Package Exports

plv8-git

This package does not declare an exports field, so the exports above have been automatically detected and optimized by JSPM instead. If any package subpath is missing, it is recommended to post an issue to the original package (plv8-git) to support the "exports" field. If that is not possible, create a JSPM override to customize the exports field for this package.

Readme

plv8-git

An experimental helper which tracks the modification history of rows in postgres database tables, using git, based on the idea in this tweet.
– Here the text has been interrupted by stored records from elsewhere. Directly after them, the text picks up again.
PR #1123, opened 2025-03-12
feat: [SC-67744] FormPageLayout Component

blambillotte:
Scaffolds the `FormPageLayout` component including:
* Dynamic `BoundForm` sections based on config
* Standardized header with "action" buttons, breadcrumbs and title
* Grid layout placeholders for side `Nav` and `SideBar` components to be worked on in another ticket

image

## Example form from `internal-frontend` conversion

image

image


src/components/Layout/PageHeaderBreadcrumbs.tsx
```diff
@@ -0,0 +1,25 @@
+import { Fragment } from "react";
```
blambillotte, line 1: This component was mostly copied from blueprint, but removes the `xss` option and swaps the `chevronRight` icon for `/` : https://github.com/homebound-team/internal-frontend/blob/main/src/routes/layout/PageHeader.tsx#L105-L134

src/forms/BoundForm.tsx
```diff
@@ -76,7 +76,7 @@ export function BoundForm<F>(props: BoundFormProps<F>) {
 
   return (
     <div {...tid}>
-      <FormLines labelSuffix={{ required: "*" }} width="full" gap={4}>
+      <FormLines labelSuffix={{ required: "*" }} width="full" gap={3.5}>
```
blambillotte, line 79: Given this `labelSuffix` is now the default, does it make sense to remove here?

chr1sjf0x: I'd think so 🤔

src/components/Layout/Layout.stories.tsx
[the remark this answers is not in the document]
blambillotte: Ah so I just lumped my new component into this general `Layout` story that was existing - any issues with that?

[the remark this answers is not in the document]
chr1sjf0x: Sure, that' fine 👍

src/components/Layout/FormPageLayout.tsx
```diff
@@ -0,0 +1,175 @@
...
+      ))}
+    </article>
+  );
+}
+
+function LeftNav<F>(props: Pick<FormPageLayoutProps<F>, "formSections">) {
+  const tids = useTestIds(props);
+
+  return (
+    <aside css={Css.gr(2).gc("2 / 3").sticky.topPx(headerHeightPx).px3.df.fdc.gap1.$} {...tids}>
```
TylerR909, line 142: til `<aside />` exists

src/components/Layout/Layout.stories.tsx
```diff
@@ -150,6 +164,83 @@ function ExamplePageComponent() {
...
+  lastName: { type: "value", rules: [required] },
+  birthday: { type: "value", rules: [required] },
+  heightInInches: { type: "value" },
+  favoriteSport: { type: "value" },
+  favoriteColors: { type: "value" },
+  bio: { type: "value" },
+  isAvailable: { type: "value" },
+  favoriteShapes: { type: "value" },
+};
+
```
TylerR909, line 243: I wish we could start assuming `type: "value"`. With the _rare_ exception of some `list` these appear to be 99% of all of our form inputs. Lots of boilerplate.

TylerR909 (approved):
Cool!

src/components/Layout/FormPageLayout.tsx
```diff
@@ -0,0 +1,175 @@
...
+ */
+const headerHeightPx = 120;
+
+export function FormPageLayout<F>(props: FormPageLayoutProps<F>) {
+  const { formSections, formState } = props;
+
+  const tids = useTestIds(props, "formPageLayout");
+
+  const gridColumns =
+    "minMax(0, auto) minMax(100px, 250px) minMax(350px, 1000px) minMax(min-content, 300px) minMax(0, auto)";
```
stephenh, line 41: Lazy ask, but could you in-source comment names for each of these columns?

src/components/Layout/FormPageLayout.tsx
```diff
@@ -0,0 +1,175 @@
...
+
+  return (
+    // This page is `fixed` to the full screen to allow it to act as a full screen modal while content is mounted below
```
stephenh, line 44: "while content is mounted below"? can you clarify what other content this would be? is this like a table with 100 rows, and so opening this "page" to edit row 1, doesn't throw away the table itself/loosing your scroll position/etc?

src/components/Layout/FormPageLayout.tsx
```diff
@@ -0,0 +1,175 @@
...
+    // Adding "align-items: start" allows "position: sticky" to work within a grid for the sidebars
+    <div
+      css={Css.fixed.top0.bottom0.left0.right0.z(1000).oya.bgWhite.dg.gtc(gridColumns).gtr("auto 1fr").cg3.ais.$}
+      {...tids}
+    >
+      <PageHeader {...props} {...tids.pageHeader} />
```
stephenh, line 50: I wouldn't mind pulling out the PageHeader-only props and only passing those...maybe we should have a `pageHeader` prop in `FormPageLayoutProps` instead of inlining/repeating its props?

stephenh: Oh, I didn't realize PageHeader was an internal helper function, and not a reused component. This makes more sense then.

src/components/Layout/Layout.stories.tsx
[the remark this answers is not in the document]
stephenh: Yeah, I think long-term `FooLayout` -> `FooLayout.stories.tsx` is probably better, matches the convention of `(component).stories.tsx`

src/components/Layout/Layout.stories.tsx
stephenh: Yep; that's what this was trying to fix:

https://github.com/homebound-team/form-state/blob/main/src/configBuilders.test.ts#L6

In general, the libraries I build often like to have "ASTs of their data", and I start out with "just let the user fill out that AST by hand" (they are "just POJOs" ==> easy in JS right?), but ASTs by their nature are not usually succinct, so adding a "builder DSL" at some point is a reasonable next-step/makes sense.

src/components/Layout/FormPageLayout.tsx
blambillotte: yeah exactly, will add more context to the comment

src/components/Layout/FormPageLayout.tsx
```diff
@@ -0,0 +1,181 @@
...
+                />
+              )}
+              {submitAction && (
+                <Button
+                  label={submitAction.label}
+                  onClick={submitAction.onClick}
+                  variant="primary"
+                  disabled={!formState.valid || submitAction.disabled}
+                  tooltip={submitAction.tooltip}
+                  {...tids.submitAction}
```
bdow, line 108: **nit:** 👋 Super small thing, but I'm pretty sure the button will default the test-id to the value of the label. Right now it'll be `data-testid="submitAction"`. Otherwise, if the label was "Save", then it'd be `data-testid="save"` (if I recall correctly). Really minor, more of an "in case you didn't know".
Awesome to see forms to start having defined layouts. Looks great!
Hope you guys are doing well!!

src/components/Layout/FormPageLayout.tsx
```diff
@@ -0,0 +1,181 @@
...
+
+  // The grid columns are defined as: "left-gutter, left-nav, form-content, right-sidebar, right-gutter"
+  const gridColumns =
+    "minMax(0, auto) minMax(100px, 250px) minMax(350px, 1000px) minMax(min-content, 300px) minMax(0, auto)";
+
+  return (
+    // This page is `fixed` to the full screen to allow it to act as a full screen modal while content is mounted below
+    // since this layout will be replacing most superdrawers/sidebars, we keep the listing mounted below to preserve the users's
+    // scroll position & filters
+    // Adding "align-items: start" allows "position: sticky" to work within a grid for the sidebars
```
bdow, line 49: This one used to get me all the time. "WTF is this not sticking!??!" 😄

src/components/Layout/FormPageLayout.tsx
```diff
@@ -0,0 +1,181 @@
...
+  const tids = useTestIds(props);
+
+  return (
+    <header css={Css.gr(1).gc("2 / 5").sticky.top0.hPx(headerHeightPx).bgWhite.z5.$} {...tids}>
+      <div css={Css.py2.px3.df.jcsb.aic.$}>
+        <div>
+          {breadCrumb && <PageHeaderBreadcrumbs breadcrumb={breadCrumb} />}
+          <h1 css={Css.xl3Sb.$} {...tids.pageTitle}>
+            {pageTitle}
+          </h1>
```
bdow, line 76: **question/thought:** Looks like we're moving away from auto-saving forms, is that a fair assumption? Though, does appear the submitAction is optional, so maybe not? Makes me wonder if it'd be worth slapping the `AutoSaveIndicator` component near the page title somewhere? 
I'm sure this pageTitle section will be getting expanded in the future, assuming implementers will need to add things like Tags or the like to suffix the title.

src/components/Layout/FormPageLayout.tsx
```diff
@@ -0,0 +1,181 @@
...
+    // scroll position & filters
+    // Adding "align-items: start" allows "position: sticky" to work within a grid for the sidebars
+    <div
+      css={Css.fixed.top0.bottom0.left0.right0.z(1000).oya.bgWhite.dg.gtc(gridColumns).gtr("auto 1fr").cg3.ais.$}
+      {...tids}
+    >
+      <PageHeader {...props} {...tids.pageHeader} />
+      <LeftNav formSections={formSections} {...tids.nav} />
+      <FormSections formSections={formSections} formState={formState} {...tids} />
+      <SidebarContent />
```
bdow, line 57: **thought:** A bit of a UX observation; I don't know yet what the `SidebarContent` is going to include, but Blueprint had often been criticized for too much going on and users not understanding what they're expected to do on this page. The concern with the Sidebar baked into this component where we clearly want them to focus on filling out a form, is that we're adding to the user's cognitive load in a way that might distract.

One other note is that this sidebar may make it more difficult to be responsive, unless it stacks underneath the form. Not sure if that is worth caring about, but does feel like if we're building new layouts, it'd be good to have a responsive mindset going forward.

src/components/Layout/FormPageLayout.tsx
blambillotte: Good to hear from you Brandon! 
And yeah that's a good callout on the testid, probably better to let the label drive it 🤔

src/components/Layout/FormPageLayout.tsx
```diff
@@ -0,0 +1,181 @@
...
+const headerHeightPx = 120;
+
+function FormPageLayoutComponent<F>(props: FormPageLayoutProps<F>) {
+  const { formSections, formState } = props;
+
+  const tids = useTestIds(props, "formPageLayout");
+
+  // The grid columns are defined as: "left-gutter, left-nav, form-content, right-sidebar, right-gutter"
+  const gridColumns =
+    "minMax(0, auto) minMax(100px, 250px) minMax(350px, 1000px) minMax(min-content, 300px) minMax(0, auto)";
```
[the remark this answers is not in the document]
blambillotte: yeah good question - so I landed on this when we were struggling with the scroll bar positioning back when I was using the 1st grid row to fix the header in place, you'd then get a weird floating scroll bar for the scrollable content that was attached to the inner container vs acting like a full page scroll all the way to the right. 
The header is now `sticky` so the scrollable content uses the full page scroll so we might be able to do the `margin: auto` container setup now 🤔

src/components/Layout/FormPageLayout.tsx
blambillotte: Yeah all good points - the new sidebar inspiration is coming from Dribbble: https://dribbble.com/shots/25855464-Financial-Dashboard-Design

image

We have been thinking about responsive design with "down to ipad size" being the real goal - for example the underlying `BoundForm` component will gracefully wrap in the inputs as the form column gets squeezed: https://main--60466f7d43c37c0021788867.chromatic.com/?path=/story/forms-boundform--bound-form

I know the right panel has been a pain in terms of optimizing for wider screens, but users just like it too much to get rid of. The nice thing about these page templates is we can spend more time working out some of the responsive solutions like making the sidebar more of a position absolute flyover (like the superdrawer) when we don't have enough space, etc.

src/components/Layout/FormPageLayout.tsx
stephenh: Hm, yeah, I mean if "you really can't/shouldn't use this FormPageLayout w/o the onSave prop set", we should probably make it required.

Otherwise, the naive future me will see the "oh, onSave is optional? that's valid? I wonder what use cases this component serves that involves onSave not being set ... oh, it can't". :-) 

Granted, a few "..."-to-think-about are fine, but they have a tendency to stack up as codebases hang around, so any chance we can get to remove them is :+1:

PR #478, opened 2018-06-13
issues affecting all platforms - behavior - update 3 certification

ZackAllen:
Notes:
-Added more functionality to Convex Hull.
-Restructured WMTS layer sample
-Added height slider and symbol for viewpoint to Viewpoint (Location) for WPF and UWP
-Did not change code for Take Screenshot sample in Forms.
-Did not attempt to change "Show labels on layer" or "ArcGIS Tiled layer (URL)" samples

**Attempted to make the following behavior changes.**

Sample | Description | Comment / Status
-- | -- | --
Simple renderer | By default, the map zooms to the extent containing the features. Unfortunately, most of the symbols appear right at the edges of the map, making them quite hard to see. The view envelope should be a bit larger than the extent that contains the points. |  
Find place | By default, the map zooms to the extent containing the features. Unfortunately, some of the symbols appear at the edges of the map, making them quite hard to see. The view envelope should be a bit larger than the extent that contains the points. |  
Render picture markers | The campground icon is way too small. Update the sample to show the icon with an appropriate (visible to the naked eye) size |  
Find a route | The placemarks are not offset so as to be centered appropriately, so if you zoom out a lot, they move around in an unexpected way. The solution is to apply an x and y offset so that the icon is appropriately centered. |  
WMTS layer | The sample doesn't load the map by default, requiring the user to press a button. The sample should be updated so that the map loads via one of the methods at startup. |  
Surface placement | The label should be offset from the point symbol so that there is a margin between the point and the text. It looks bad currently. |  
Select ENC features | Most of the time when you tap, a large area feature will be selected. This is usually not intended and is a bad experience. Need to figure out the right way to make this not happen. |  
Convex hull list | It should be possible to reset the operation. |  
Convex Hull | The button should be disabled until a point has been placed. |  
Export tiles | The map currently centers on (0,0); it should be centered on a more interesting (and apparently deliberate) place by default. |  
Feature layer query | The sample zooms into the state too close; a padding distance should be used so that the entire state boundary can be seen when zoomed in. |  
Take screenshot | Sample code is not using an extension method properly. Also, consider freezing the image source. |  
Viewshed location | The observer is on the ground. Raise the observer a few feet to simulate a person observer |  

Screenshots will need to be replaced for a lot of these. I am holding off on taking new screenshots due to potential changes in iOS and Android Nathan warned me about. I will include updated screenshots before actually merging.


src/Android/Xamarin.Android/Samples/MapView/TakeScreenshot/TakeScreenshot.cs
```diff
@@ -54,29 +55,28 @@ private void Initialize()
             try
             {
                 // Export the image from map view
-                var exportedImage = await _myMapView.ExportImageAsync();
```
nCastle1: It looks like the extension method was used properly here, so I don't think it makes sense to change. I recommend reverting the changes to this sample for Android.

PR #479, opened 2018-06-14
Change to feature layer extrusion sample

nCastle1:
Two changes:

* The sample was using `ExtrusionMode.BaseHeight`; because there is no elevation to consider, `ExtrusionMode.AbsoluteHeight` is the better approach.
* Because of how polygons are extruded, for some polygons covering a wide area, portions of the polygon can be rendered underneath the globe surface. This PR adds a constant offset to the extrusion expression to prevent this from happening.

@ThadT Can you please take a look?

### DIFF
--- a/src/Android/Xamarin.Android/Samples/Symbology/FeatureLayerExtrusion/FeatureLayerExtrusion.cs
+++ b/src/Android/Xamarin.Android/Samples/Symbology/FeatureLayerExtrusion/FeatureLayerExtrusion.cs
@@ -74,8 +74,8 @@ namespace ArcGISRuntime.Samples.FeatureLayerExtrusion
                 // Get the scene properties from the simple renderer
                 RendererSceneProperties myRendererSceneProperties = mySimpleRenderer.SceneProperties;
 
-                // Set the extrusion mode for the scene properties to be base height
-                myRendererSceneProperties.ExtrusionMode = ExtrusionMode.BaseHeight;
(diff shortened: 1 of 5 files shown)


src/Android/Xamarin.Android/Samples/Symbology/FeatureLayerExtrusion/FeatureLayerExtrusion.cs
```diff
@@ -125,7 +125,7 @@ private void ChangeExtrusionExpression()
             // Toggle the feature layer's scene properties renderer extrusion expression and change the button text
             if (_button_ToggleExtrusionData.Text == "Population Density")
             {
-                myRendererSceneProperties.ExtrusionExpression = "[POP07_SQMI] * 5000";
+                myRendererSceneProperties.ExtrusionExpression = "[POP07_SQMI] * 5000 + 100000";
```
ThadT: Should we describe this expression (explain why we're manipulating the raw pop density, e.g.)?
Maybe something like:
`// Normalize the population density values for displaying extruded features`

 It's probably OK as is, since it's not directly relevant to what the sample is illustrating. I'll leave it up to you.

nCastle1: That's a good point, that concept is critical to explain to the user.

PR #483, opened 2018-06-19
Format Coordinates & Picture Marker fixes

ZackAllen:
Fixes in preparation for update 3. Fixed a bug in Format coordinates and fixed the size of the pin in Picture Marker.

### DIFF
--- a/src/UWP/ArcGISRuntime.UWP.Viewer/Samples/Geometry/FormatCoordinates/FormatCoordinates.xaml.cs
+++ b/src/UWP/ArcGISRuntime.UWP.Viewer/Samples/Geometry/FormatCoordinates/FormatCoordinates.xaml.cs
@@ -69,21 +69,43 @@ namespace ArcGISRuntime.UWP.Samples.FormatCoordinates
             _selectedTextField = (TextBox)sender;
         }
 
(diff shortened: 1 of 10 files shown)


src/UWP/ArcGISRuntime.UWP.Viewer/Samples/Geometry/FormatCoordinates/FormatCoordinates.xaml.cs
```diff
@@ -69,21 +69,43 @@ private void InputTextChanged(object sender, TextChangedEventArgs e)
...
 
-        private void UpdateUIFromMapPoint(MapPoint startingPoint)
+        private void UpdateUIFromMapPoint(MapPoint selectedPoint)
         {
+            try
+            {
+                // Check if the selected point can be formatted into coordinates.
+                CoordinateFormatter.ToLatitudeLongitude(selectedPoint, LatitudeLongitudeFormat.DecimalDegrees, 0);
+            }
+            catch (Exception e)
```
nCastle1: It looks like this is thrown as an `ArgumentException`. I think you could make the catch a bit more specific to just ArgumentException and then you wouldn't need an `if`. I'd also consider clearing out the textboxes and showing a mesage/alert/etc with the exception.

PR #484, opened 2018-06-20
Android sample improvements

nCastle1:
This is a focused PR that addresses the following for Android:

* Adding help labels to explain sample operation
* Fixing UI problems that interfere with sample operation
* Fixing code or behavior problems, excluding style and language feature use


src/Android/Xamarin.Android/Samples/GeometryEngine/BufferList/BufferList.cs
```diff
@@ -123,7 +123,7 @@ private void MyMapView_GeoViewTapped(object sender, GeoViewInputEventArgs e)
             {
                 // Display an error message if there is a problem generating the buffer polygon.
                 AlertDialog.Builder alertBuilder = new AlertDialog.Builder(this);
-                alertBuilder.SetTitle("Geometry Engine Failed!");
+                alertBuilder.SetTitle("Geometry Engine failed!");
```
ThadT: [sorry, I know this isn't part of the PR, feel free to ignore]
I think we should phrase this message differently and lose the exclamation (it sounds pretty harsh). It's also not necessarily accurate, I'm sure there are other reasons why this may fail. 
How about simply "Unable to generate buffers"?

src/Android/Xamarin.Android/Samples/Data/GeodatabaseTransactions/GeodatabaseTransactions.cs
```diff
@@ -339,12 +339,16 @@ private void GdbTransactionStatusChanged(object sender, TransactionStatusChanged
...
+            if (_localGeodatabase!= null && !_localGeodatabase.IsInTransaction)
             {
                 // If not, begin a transaction
                 _localGeodatabase.BeginTransaction();
                 _messageTextBlock.Text = "Transaction started";
             }
+            else
+            {
+                _messageTextBlock.Text = "Not yet ready for new transaction.";
+            }
```
ThadT: The sample seems a little flakey about initializing / getting data. It's good to have this check.

nCastle1:
@ThadT I've either made changes or filed issues for all of your suggestions, so I'll go ahead and merge. Thanks for the review! :)

PR #485, opened 2018-06-22
Updated buffer sample

ThadT:
Updated the buffer sample to show planar and geodesic buffers at a global scale.

@nCastle1 - can you please review when you have time?


src/iOS/Xamarin.iOS/Samples/GeometryEngine/Buffer/Buffer.cs
```diff
@@ -48,124 +57,245 @@ public override void ViewDidLoad()
...
+                _bufferDistanceMilesTextField,
+                _legendArea,
+                _planarSwatchLabel,
+                _geodesicSwatchLabel,
+                _clearBuffersButton);
+        }
+
+        public override void ViewDidLayoutSubviews()
+        {
+            var topMargin = NavigationController.NavigationBar.Frame.Height +
```
nCastle1: This hasn't been shared broadly with the team yet, but there is a problem where sometimes when navigating between samples, this method will be called after the view is disassociated with its controller. This causes a NullReferenceException crash. 

I recommend wrapping the body of this method in a try/catch to avoid that problem. In the future we'll find a better way (probably auto layout).

src/iOS/Xamarin.iOS/Samples/GeometryEngine/Buffer/Buffer.cs
```diff
@@ -48,124 +57,245 @@ public override void ViewDidLoad()
...
-            _bufferDistanceMilesUITextField.Text = "10";
-            _bufferDistanceMilesUITextField.AdjustsFontSizeToFitWidth = true;
-            _bufferDistanceMilesUITextField.BackgroundColor = UIColor.White;
-            // - Allow pressing 'return' to dismiss the keyboard
-            _bufferDistanceMilesUITextField.ShouldReturn += (textField) => { textField.ResignFirstResponder(); return true; };
-
-            // Add the MapView and other controls to the page.
-            View.AddSubviews(_myMapView, _bufferInstructionsUILabel, _bufferDistanceMilesUITextField);
+            // Create the help label.
+            _helpLabel = new UILabel
```
nCastle1: I recommend putting a UIToolbar between the help label as well, and also updating the toolbar at the bottom to be behind both rows of controls.

src/Forms/Shared/Samples/GeometryEngine/Buffer/Buffer.xaml
```diff
@@ -2,21 +2,56 @@
...
-                     Orientation="Vertical">
-            <Label x:Name="BufferInstructionsLabel" 
-                   Text="Specify the buffer in miles and the tap on the map:"/>
-            <Entry x:Name="BufferDistanceMilesEntry" 
-                   Text="10"/>
-        </StackLayout>
-        <esriUI:MapView x:Name="MyMapView" 
-                        Grid.Row="1"/>
+        <esriUI:MapView x:Name="MyMapView"/>
+        <Frame BackgroundColor="DarkGray" Opacity="0.8"
```
nCastle1: Although this follows the pattern on UWP and WPF, it can be difficult to use on the phone (especially simulators because of how they implement multitouch). 

I recommend moving this above the mapview so that they don't overlap. It will be a bit uglier on most platforms, but should be easier to use.

src/Android/Xamarin.Android/Samples/GeometryEngine/Buffer/Buffer.cs
```diff
@@ -15,135 +15,177 @@
...
+                // Get the location tapped by the user (a map point in the WebMercator projected coordinate system).
+                MapPoint userTapPoint = e.Location;
 
-                // Get the buffer size from the UITextField.
+                // Get the buffer distance (miles) entered in the text box.
                 double bufferInMiles = System.Convert.ToDouble(_bufferDistanceMilesEditText.Text);
 
-                // Create a variable to be the buffer size in meters. There are 1609.34 meters in one mile.
+                // Convert the input distance to meters. There are 1609.34 meters in one mile.
                 double bufferInMeters = bufferInMiles * 1609.34;
```
fragmer: Tip: We've got a helper API for this in Runtime:
```cs
double bufferInMeters = LinearUnits.Miles.ToMeters(bufferInMiles);
```

ThadT:
Thanks @fragmer and @nCastle1 
I've incorporated most of the feedback. There are some definite improvements needed for the iOS and Android UIs, but I think the sample is good for now.

PR #486, opened 2018-06-25
Changed "FeatureCollectionLayerFromPortal" to use a different portal item by default

ZackAllen:
Also added punctuation to comments and updated the year.


ThadT:
@ZackAllen I think you can go ahead and merge this now.

PR #500, opened 2018-07-11
Source code tab - WPF & UWP

ZackAllen:
Added a source code viewer tab for both of these platforms.  Syntax highlighting of source code is done using the same .js and .css as the doc website. Works for all samples. Can work with multiple .xaml and .cs files.

This brings significant changes to the .csproj files. Additional lines are necessary for every .cs and .xaml.cs file in UWP. Additional lines are necessary for every .xaml file in WPF.

I am aware there are some daily build issues with the .csproj files. I will fix these when merging.


src/UWP/ArcGISRuntime.UWP.Viewer/ArcGISRuntime.UWP.Viewer.csproj
```diff
@@ -1250,14 +1268,16 @@
       <Version>100.3.0</Version>
     </PackageReference>
     <PackageReference Include="Esri.ArcGISRuntime.UWP">
-      <Version>100.3.0</Version>
+      <Version>100.3.0-daily2102</Version>
```
nCastle1: We need to remove references to the daily builds in both this csproj and the WPF version.

src/UWP/ArcGISRuntime.UWP.Viewer/ArcGISRuntime.UWP.Viewer.csproj
```diff
@@ -111,8 +111,19 @@
...
+  
   <!-- Screenshots -->
   <ItemGroup>
+    <Content Include="Resources\SyntaxHighlighting\highlight.css">
+      <CopyToOutputDirectory>PreserveNewest</CopyToOutputDirectory>
+    </Content>
+    <Content Include="Resources\SyntaxHighlighting\highlight.pack.js">
+      <CopyToOutputDirectory>PreserveNewest</CopyToOutputDirectory>
+    </Content>
+    <Content Include="Resources\SyntaxHighlighting\screen.css">
```
nCastle1: It looks like you can do without `screen.css`. The behavior I'm seeing is that it adds a margin at the top of the page and makes it so you have to scroll all the way down to see the horizontal scroll bar. I think the styles there make more sense in the context of showing a code block on a web page than they do when showing a full-page source browser.

src/UWP/ArcGISRuntime.UWP.Viewer/SourceCodeViewer.xaml
```diff
@@ -0,0 +1,28 @@
...
+            <RowDefinition Height="auto" />
+            <RowDefinition Height="*" />
+        </Grid.RowDefinitions>
+        <Grid.ColumnDefinitions>
+            <ColumnDefinition Width="*" />
+        </Grid.ColumnDefinitions>
+        <ComboBox x:Name="FileSelection"
+                          Width="auto"
+                          Grid.Row="0"
+                          HorizontalAlignment="Right"
```
nCastle1: I recommend setting this value to 'stretch' to fill the width.

src/UWP/ArcGISRuntime.UWP.Viewer/SourceCodeViewer.xaml
```diff
@@ -0,0 +1,28 @@
...
+             mc:Ignorable="d"
+             Background="{StaticResource PrimaryBackgroundColor}">
+
+    <Grid>
+        <Grid.RowDefinitions>
+            <RowDefinition Height="auto" />
+            <RowDefinition Height="*" />
+        </Grid.RowDefinitions>
+        <Grid.ColumnDefinitions>
+            <ColumnDefinition Width="*" />
```
nCastle1: I recommend reviewing this file for opportunities to simplify. I believe the column definitions can be removed, as well as setting width and height to auto on the ComboBox and WebView. There may be other simplifications that can be made.

src/UWP/ArcGISRuntime.UWP.Viewer/SourceCodeViewer.xaml
```diff
@@ -0,0 +1,28 @@
+﻿<UserControl x:Class="ArcGISRuntime.UWP.Viewer.SourceCode"
+             xmlns="http://schemas.microsoft.com/winfx/2006/xaml/presentation"
+             xmlns:x="http://schemas.microsoft.com/winfx/2006/xaml"
+             xmlns:mc="http://schemas.openxmlformats.org/markup-compatibility/2006"
+             xmlns:d="http://schemas.microsoft.com/expression/blend/2008"
+             xmlns:models="clr-namespace:ArcGISRuntime.Samples.Shared.Models"
```
nCastle1: I don't think this is needed.

src/WPF/ArcGISRuntime.WPF.Viewer/Resources/SyntaxHighlighting/highlight.css
```diff
@@ -0,0 +1,104 @@
+.xml .hljs-tag .hljs-attribute, .html .hljs-tag .hljs-attribute {
+    color: #aa0d91;
+}
+/*
+ XCode style (c) Angel Garcia <angelgarcia.mail@gmail.com>
```
nCastle1: I recommend using a theme that is similar to the one used by Visual Studio, because that will be most comfortable/familiar for our developers. It looks like there is one available [here](https://highlightjs.org/static/demo/styles/vs.css)

ZackAllen: I am currently using the one from the documentation website. Purpose is to have consistency with the website. What do you think is better? I tired your css that you linked and it looks nearly identical.

nCastle1: The differences are very minor and given that it is consistent with the website, I think that's totally fine.

PR #512, opened 2018-08-01
Android Forms fix for OAuth sample

ThadT:
Added static property to the MainActivity class to provide the app context.


ThadT:
Hey @nCastle1 
I implemented a fix for the problem reported in the OAuth sample. I only updated a few lines of code, let me know if this looks OK.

The implementation uses plv8 to run JavaScript in postgres, with isomorphic-git and memfs to perform git operations in-memory.

Motivation
Usage
Caveat
Implementation

Motivation

To paraphrase @mayfer's twitter thread:

never have to worry about building edit/delete/undo/backup/recover type features, one generic git-backed [column] is enough
removes the need to keep additional SQL tables which keep logs of all edit histories.
makes event sourcing a lot more modular. instead of tons of tables storing custom events, every SQL update on a column also updates its git bundle, saved into a separate binary column
with just 1 extra column, you can add multiuser versioning to any indexed column!
how cool this will be for large JSON or other text blob columns that get overwritten a lot during the app's lifetime
since all commits are controlled by the main app, it's trivial to integrate commit authors directly into any regular application's user auth system
due to the git standard, this repo then can easily be fed into any generic git UI for all sorts of diffing, logging & visualizing

Usage

The easiest way to get started is to use the pre-baked sql files exported with the package:

npm install plv8-git

psql -c "
  create extension if not exists plv8;
  select plv8_version();
"

psql -f node_modules/plv8-git/queries/create-git-functions.sql

Note: for create extension plv8 to work the plv8.control file must exist on your database system. You can use the postgres-plv8 docker image for development (or production, if you really want to deploy a containerised database to production). Amazon RDS instances should have the extension available.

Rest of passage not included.